Adults may have greater exposures from their jobs or from where they live, like industrial workers who make or process PFAS or people who live or recreate near PFAS-producing facilities. Pregnant and lactating women tend to drink more water than the average person, so they may have higher PFAS exposure than others if it is present in their drinking water.

Children are still developing, meaning they might be more sensitive to the harmful effects of PFAS. Kids can also be exposed to PFAS more than adults because they drink more water, eat more food, and breathe more air per pound of body weight, and young children crawl on the floor and put things in their mouth.

Additionally, breast milk from mothers with PFAS in their blood and formula made with water containing PFAS might expose infants to PFAS, and it may be possible for children to be exposure in utero during the course of a pregnancy.

Actions to reduce risk

Individuals can take several steps to reduce PFAS exposure, according to the EPA, that may also apply to employees. The first step is to figure out if PFAS are in the drinking water in the area. This can be done by contacting the local water utility to learn how they may be addressing PFAS, and to ask them to test the water or to give over information about previous test results.

Some public drinking water systems do not have this information, but testing independently is possible, using a state-certified laboratory with EPA-developed testing methods. Results of independent testing should be compared with the state’s standards for safe levels of PFAS in drinking water. If a certain state does not have standards, then the results should be compared to the EPA’s Health Advisory levels for certain PFAS.

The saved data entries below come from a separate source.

PR #118, opened 2024-09-10
[WIP] enable generalized explanations for linear propagator 

AllenZzw:
- update `transform_lit` to return the strongest possible `LitMeaning` that is equivalent to the input. 
- add `relaxed_lit` to return the weakest `LitMeaning` that is equivalent to the input. 
- add tests for `transform_lit`, `relaxed_lit` and `rev_transform_lit` functions 
- enable generalized explanation for the `IntLinearLessEqBoundsImpl` propagator


AllenZzw:
There are two functions which we may need to clarify: 
- There are multiple literals that are valid returns for the `transform_lit` function. 
- The `get_int_lit_relaxed` function may return constant true literal in two cases: (1) when the input refers to a newly created lazy literal which has not been assigned true yet, and (2) when the input bounds are out of the original integer domains. The first case may relate to a more general problem on whether the `get_*` interfaces have consistent returns about the state.

Dekker1:
@AllenZzw Do you remember what this status of this is? Did we think this improves the overall performance of the solver?

AllenZzw:
> @AllenZzw Do you remember what this status of this is? Did we think this improves the overall performance of the solver?

This has not been tested on the latest develop branch. In the previous testing, it did not show too much performance improvement. I think we could close this first.

PR #120, opened 2024-09-13
strengthen trailed integer upper bound

AllenZzw:


Dekker1:
Very good point! I had looked at this discrepancy in the past, but never realised that this also influenced the way in which we check whether an integer variable is fixed. It certainly seems like it can influence the runtime!

I'll just need to think a little about the fix. The way eager and lazy integer storage handles the bounds is slightly different. So I'm not sure whether this solves the issue in both cases. We might need to generalise the method slightly and maybe think about trailing the upper bound separately for lazy integers.

This also once again makes me wonder whether the integer variable storage shouldn't be implemented using generics. It would make sense to me to separate the implementation of variables with holes in the domains and ones that don't. Chuffed essentially makes this difference.

Dekker1:
I was working on this (and created an extended version of the changes here: https://github.com/Dekker1/huub/tree/fix/tight_upper_bound). However, both these original changes and my changes seem to have some problems with the `sudoku_p48` instance. On this branch, it triggers an assertion in debug mode. On my branch, multiple solutions are allowed (which is not possible). 

It seems that when tightening the bounds, we need better detection of conflicts as well. I will continue working on this tomorrow

PR #125, opened 2024-09-25
Additional Statistics and SAT Oracle (e.g. Cadical) flags

Dekker1:
This PR adds some additional statistics to the output, namely the number of views extracted from the FlatZinc instance, and the number of variables that is removed through unification.

Additionally, it adds some initial options for the oracle SAT solver that can be set (from the command line).

@AllenZzw Were there any other options that we should add for Cadical that we are already using?


Dekker1:
Just a note that this change also disables restarts by default. As far as I'm aware, restarting is not correct when using non-free search from MiniZinc.
This does, of course, change the performance metrics.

If concern remains about the levels of PFAS in the drinking water, contact the state environmental protection agency or health department and the local water utility to find out what actions they recommend. Also, consider installing in-home water treatments, or filters, that are certified to lower the levels of PFAS in water.

In terms of consumer products, there are still some products and indoor air or dust that contain PFAS, despite the recent efforts to remove certain PFAS from commerce which have reduced the likelihood of exposure.

While OSHA has not set specific standards for PFAS, to reduce risk in the workplace, employers could select products and equipment that are safer alternatives to those containing PFAS, and have employees use personal protective equipment (PPE) when working around PFAS. Employers could also refer to OSHA’s hazard communication (HAZCOM) standard and the chemical hazard standard for dealing with this issue, since PFAS are chemicals that are causing hazards in the workplace.